I problemi sono altri!

Ogni anno il governo porta sempre novità alla scuola, più o meno importanti. Quest’anno, oltre al solito cambiamento dell’esame di stato, che ormai sembra essere diventato annuale, la novità riguarda un argomento per noi fondamentale, i social! Da quest’anno l’utilizzo dei social sarà proibito durante le ore curricolari, per non ledere alla nostra privacy e a quella dei professori e per evitarne un uso scorretto. Tra i social banditi rientra anche YouTube, da anni usato per i molti video interessanti e utili proprio all’insegnamento. Se di per sé il provvedimento potrebbe essere corretto poiché limita l’abuso di social come Facebook, Instagram, Twitter, inutili all’insegnamento, dall’altra parte vanifica le grandi potenzialità di YouTube come mezzo di insegnamento. Ciò ha provocato la rabbia e lo sconforto di molti professori che da anni lo usavano legittimamente senza alcun problema, riuscendo anche a rendere più interessanti e rilassanti le lezioni, catturando una maggiore attenzione degli studenti. Anche la nostra scuola, come tutte le altre, si è dovuta adeguare, sotto il peso delle gravi conseguenze giuridiche che deriverebbero dalla trasgressione delle norme.
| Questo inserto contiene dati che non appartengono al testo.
PR #256, opened 2021-01-27
Change Podfile version for integration tests to 7.0.0.

jonsimantov:
Update the integration test Podfile versions to match the versions in ios_pod/Podfile.

### DIFF
--- a/admob/integration_test/Podfile
+++ b/admob/integration_test/Podfile
@@ -1,10 +1,10 @@
 
 source 'https://github.com/CocoaPods/Specs.git'
-platform :ios, '8.0'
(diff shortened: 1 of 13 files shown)


paulb777:
Any reason for 7.0.0 versus the current 7.5.0 or letting it float to the most recent minor version?

a-maurice (approved):

a-maurice:
> Any reason for 7.0.0 versus the current 7.5.0 or letting it float to the most recent minor version?

Updating them to 7.5.0 introduces some additional risk, as we would also need to update the Android versions, etc, but after this release is out, we will be following it with a release with the newer versions.

Issue #271, opened 2021-02-05
[Win64] Prebuilt 7.0.1 linkage errors.


Pandoa:
### [REQUIRED] Please fill in the following fields:

  * Pre-built SDK from the [website](https://firebase.google.com/download/cpp)
  * Firebase C++ SDK version: 7.0.1
  * Problematic Firebase Component: App, Remote Config
  * Other Firebase Components in use: Auth, Firestore
  * Platform you are using the C++ SDK on: Windows x64-Release /MD vs2019
  * Platform you are targeting: desktop

### [REQUIRED] Please describe the issue here:

Impossible to build an app linked against the SDK with a linkage error if the following libraries are linked: 
1. firebase_app.lib
2. firebase_remote_config.lib
3. firebase_firestore.lib
4. firebase_auth.lib

Exact linkage error:
```
1>firebase_app.lib(0865aae1211b26b3ccf22fd1b579e000_protobuf_nanopb_static.dir_Release_pb_decode.obj) : error LNK2005: f_b_pb_decode already defined in firebase_remote_config.lib(c80cae8cb6fc354c32078cec2fc51bbc_firebase_remote_config.dir_Release_pb_decode.obj)
1>firebase_app.lib(0865aae1211b26b3ccf22fd1b579e000_protobuf_nanopb_static.dir_Release_pb_decode.obj) : error LNK2005: f_b_pb_decode_noinit already defined in firebase_remote_config.lib(c80cae8cb6fc354c32078cec2fc51bbc_firebase_remote_config.dir_Release_pb_decode.obj)
1>firebase_app.lib(0865aae1211b26b3ccf22fd1b579e000_protobuf_nanopb_static.dir_Release_pb_decode.obj) : error LNK2005: f_b_pb_decode_delimited already defined in firebase_remote_config.lib(c80cae8cb6fc354c32078cec2fc51bbc_firebase_remote_config.dir_Release_pb_decode.obj)
...
fatal error LNK1169: one or more multiply defined symbols found.
```

#### Steps to reproduce:

1. Download the Firebase C++ SDK version 7.0.1.
2. Create a new blank Visual Studio project.
3. Compile the Relevant Code provided below.

Have you been able to reproduce this issue with just the [Firebase C++ quickstarts](https://github.com/firebase/quickstart-cpp) ? Yes
Issue repro rate: `100%`

Project to reproduce: 
[...]

PR #275, opened 2021-02-09
Remove extra inclusion of pb_common.c and pb_decode.c, to avoid multiple symbol definitions.

jonsimantov:
Fix for #271.

### DIFF
--- a/remote_config/CMakeLists.txt
+++ b/remote_config/CMakeLists.txt
@@ -66,6 +66,11 @@ if (NOT PROTOBUF_FOUND)
 else()
   # Generates config.pb.c and config.pb.h
   NANOPB_GENERATE_CPP(PROTO_SRCS PROTO_HDRS src_protos/config.proto)
+  # Remove pb_common.c and pb_decode.c from PROTO_SRCS, as they are
+  # provided by Firebase App. Including them here causes symbols to
+  # have multiple definitions.
+  list(FILTER PROTO_SRCS EXCLUDE REGEX "/pb_.*\\.c")
+
   set(desktop_SRCS
       ${PROTO_SRCS}
       ${PROTO_HDRS}
--- a/remote_config/CMakeLists.txt
+++ b/remote_config/CMakeLists.txt
@@ -116,6 +116,7 @@ else()
   set(additional_link_LIB
       firebase_rest_lib
       firebase_instance_id_desktop_impl
+      protobuf-nanopb-static
       flatbuffers)
 endif()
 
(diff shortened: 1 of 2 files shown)


remote_config/CMakeLists.txt
```diff
@@ -66,6 +66,11 @@ if (NOT PROTOBUF_FOUND)
 else()
   # Generates config.pb.c and config.pb.h
   NANOPB_GENERATE_CPP(PROTO_SRCS PROTO_HDRS src_protos/config.proto)
+  # Remove pb_common.c and pb_decode.c from PROTO_SRCS, as they are
+  # provided by Firebase App. Including them here causes symbols to
+  # have multiple definitions.
+  list(FILTER PROTO_SRCS EXCLUDE REGEX "/pb_.*\\.c")
```
a-maurice, line 72: I think this would only fix it if Firestore is included in the build, since that is the other thing adding proto.

I think you could put a
if(FIREBASE_INCLUDE_FIRESTORE)
...
endif()

jonsimantov: > I think this would only fix it if Firestore is included in the build, since that is the other thing adding proto.

I actually don't think I need to do this. Here are the situations:

### Binary SDK
#### Currently
Nanopb is vendored into Firebase App via packaging. It's referenced by Firestore. It's [currently] included in Remote Config as well, not via packaging but via building and linking them in PROTO_SRCS here. This only causes the multiple definitions error when Firestore is linked because the act of having Firestore reference Nanopb externally causes those symbols to have to be resolved by the linker, which then sees both versions.

(Neither Firestore nor its dependencies use this NANOPB_GENERATE_CPP rule, so the pb_decode and pb_common files are not actually linked into Firestore.)

#### With this change
Nanopb is vendored into Firebase App via packaging. It's referenced by Firestore and Remote Config. No multiple definitions.

### Source SDK
#### Currently
Nanopb is included in Remote Config via PROTO_SRCS, as above. It's set as a linker library in Firestore. These could possibly conflict depending on the order in which you link Remote Config and Firestore, and which compiler you are actually using (MSVC vs GCC vs clang).

#### With this change
Nanopb is set as a linker library in both Firestore and Remote Config. If you include both libraries in your app, they will both depend on protobuf-nanopb-static and that file will only be linked once. We download nanopb as part of our external dependencies, and find_package(Nanopb) is included in our root CMakeLists.txt, so that library target should be available even without Firestore enabled.

a-maurice (approved):

PR #287, opened 2021-02-26
build ios xcframework

sunmou99:
Build and providing iOS XCFramework instead of Framework.
Testing against XCFramework.
XCode version is updated to 12.0.


build_scripts/ios/build.sh
```diff
@@ -35,10 +40,10 @@ cmakeBuild=true
 IFS=',' # split options on ',' characters
 while getopts ":b:s:a:t:g:ch" opt; do
     case $opt in
-	h)
-	    usage
-	    exit 0
-	    ;;
+        h)
```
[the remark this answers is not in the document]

Infatti i social sono attualmente inutilizzabili sui computer scolastici e i moltissimi altri metodi utili a superare il problema risultano illegali.

Molti insegnanti si lamentano della decisione e tentano di ritornare come prima. L’utilizzo di questi mezzi è possibile solo dietro una richiesta specifica spedita da un professore o da un alunno per mezzo di un docente, come qualcuno ha già fatto. I tempi di risposta delle autorità competenti, che sono al di sopra dei dirigenti scolastici, sono lunghi e molte di queste richieste sono congelate dalla burocrazia.

Questo provvedimento di fatto non elimina il problema della privacy, poiché non sono rari i casi di violazione di questa norma da alunni con i loro cellulari e proprio l’utilizzo di quest’ultimi durante l’intervallo o, clandestinamente, nelle ore scolastiche non impedisce agli alunni di accedere ai social.

Ormai quasi tutti sono dell’idea che ciò sia solo un’inutile complicazione che aumenta la distanza tra i docenti e gli studenti. Di fatto consiste in un sostanziale passo indietro nella via di ammodernamento della scuola, poiché limita l’utilizzo degli strumenti digitali ed è molto grave, considerando lo sviluppo di questo ambito nella società e soprattutto tra i più giovani.

Sicuramente le intenzioni del ministero sono buone e chiare: allontanare i più giovani dai social e magari favorirne un uso più corretto. Ma il fine non giustifica i mezzi, in questo caso eccessivi e inutili. Sarebbe giusto che si pensassero alle conseguenze che ogni decisione porta con sé, soprattutto in situazioni delicate come queste. Le manovre vanno pensate più scrupolosamente e questa è un esempio di superficialità.

È da sottolineare la distanza che c’è tra YouTube e tutti gli altri social che dimostra l’insensatezza della manovra. Prima di tutto non credo che ci siano professori che usino social network al di fuori di YouTube nelle proprie ore o, se ci sono, sono casi isolati. Questo perché Facebook, Twitter, Instagram, … non hanno alcun valore educativo e sono completamente diversi da YouTube.

Il dibattito si sposta poi su un argomento molto più ampio: perché al ministero si preoccupano tanto di problemi quasi inesistenti, come i social, apportando manovre inutili e nocive, e non di altri molto più rilevanti e reali, come la precarietà della maggior parte delle strutture scolastiche o la mancanza di fondi?

Ciò per molti è il risultato di una mancanza d’investimenti sulla scuola da parte dei governi degli ultimi decenni. Il governo sembra non vedere margini di guadagno nella scuola, la quale, senza più soldi, non riesce più a sistemare i propri problemi. Quindi il ministero si cimenta in manovre a costo zero, anche inutili, forse solo per mostrare che qualcosa stanno facendo.